• WHAT IS NEEDED: Once the data has been read, return all of it precisely as written.

(Collection entries)
···

PR #2703, opened 2019-09-06
build provider: allow configuration of primary apt mirror

cjp256:
Update cloud-init template to specify the primary mirror.

The template is populated with the (current) default of
`http://archive.ubuntu.com/ubuntu`.

The user may now override this with SNAPCRAFT_APT_PRIMARY_MIRROR.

···

• TASK SOLUTION:
PR #2703, opened 2019-09-06
build provider: allow configuration of primary apt mirror

cjp256:
Update cloud-init template to specify the primary mirror.

The template is populated with the (current) default of
`http://archive.ubuntu.com/ubuntu`.

The user may now override this with SNAPCRAFT_APT_PRIMARY_MIRROR.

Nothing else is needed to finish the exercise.